August of 1914 found Edward Padelford in Bar Harbor, Maine, having arrived on his yacht Osana from New York. One more boat, and then one more wedding. In January of 1915, newspapers announced the marriage of Sophia Dallas Borda Bigelow, recently divorced from Nelson Bigelow, to Edward Padelford. The newlyweds went south to Palm Beach and Miami for the winter. In July of 1920, Mr. and Mrs. Edward Padelford arrived in Newport for the season, and settled in at “Clover Patch.” They had as their guest Mrs. Herbert Pell Jr. (Matilda Bigelow Pell), Mrs. Padelford’s daughter.
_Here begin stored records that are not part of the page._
PR #1197, opened 2020-04-03
Tutorials TOC links: more consistent naming

DilumAluthge:
Right now, the TOC links for the tutorials have inconsistent names: some of them use the word "Bayesian" and others do not.

Presumably, all of these tutorials are Bayesian, so it is redundant to include "Bayesian" in these TOC links.

### DIFF
--- a/docs/_data/toc.yml
+++ b/docs/_data/toc.yml
@@ -49,10 +49,10 @@
   - title: "Gaussian Mixture Models"
     url: "tutorials/1-gaussianmixturemodel"
 
-  - title: "Bayesian Logistic Regression"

In 1921, Edward Macomber Padelford died in New York City at the age of 61, following an operation for appendicitis. He was survived by his beloved wife, Sophia, and was noted as the owner of the yacht Osana.

* * *

In the event the narrative above left you wanting more on the wedding of the Baroness Ebury, here’s a piece that ran the day before:

London, Jan. 31. – For some weeks the coming marriage of Miss Florence Padelford, daughter of Mrs. Ernest Cunard by her first marriage, and the Hon. Bertie Grosvenor, eldest son of the Lord and Lady Ebury, of Moor Park, has been the subject of considerable interest. Miss Florence Padelford, although a great favorite in society, and among the girls of her own age, has always avoided publicity of every description, and in this her fiance’s views thoroughly coincide with hers. The wedding, I understand is to take place at St. Margaret’s Westminster, Saturday, February 1. Miss Padelford spent most of the autumn at her mother’s and step-father’s country place. Red Rice, Andover, helping to entertain house parties, and only coming up to London occasionally to attend matters connected with her trousseau.

“She has received many handsome presents from members of the family, including a magnificent diamond tiara. From Lord Ebury she received a diamond and emerald ring which is one of the family heirlooms, being the gift of the duke of Wellington to the late Lady Ebury. Mr. Ernest Cunard has given his stepdaughter a handsome diamond corsage ornament. Her mother’s gift is a pearl and diamond dog collar. Among Mr. Grosvenor’s presents to his fiance are a traveling bag, a diamond and emerald ring and a rope of lovely pearls, and he has received from Miss Padelford a gold watch and an enamel cigarette case.

“The bride’s dress is of soft white satin with a long train, entirely covered with old Brussels lace, the gift of Lady Ebury, who also presented her future daughter-in-law with an old Honiton lace veil which has been worn by several members of the family for many years. Master Ivor Guest and Master Martin Glynn, nephews of the bridegroom, will act as pages. They will wear little Van Dyke costumes of white satin edged with pink velvet tape to match the color of the bridesmaids’ gown.

“The six bridesmaids… dresses are of Rose du Barry chiffon trimmed with soft silk of the same shade, and although it is not yet decided upon, it is probable that they will wear only large bows in their hair. Mr. Ernest Cunard will give the bride away, and after the ceremony he and Mrs. Cunard will hold a reception at their place in Portman Square, after which the bride and bridegroom will leave for the manor house. Ashby St. Ledgers, Rugby, kindly lent them by Mrs. and Mrs. Ivor Guest, to spend their honeymoon.”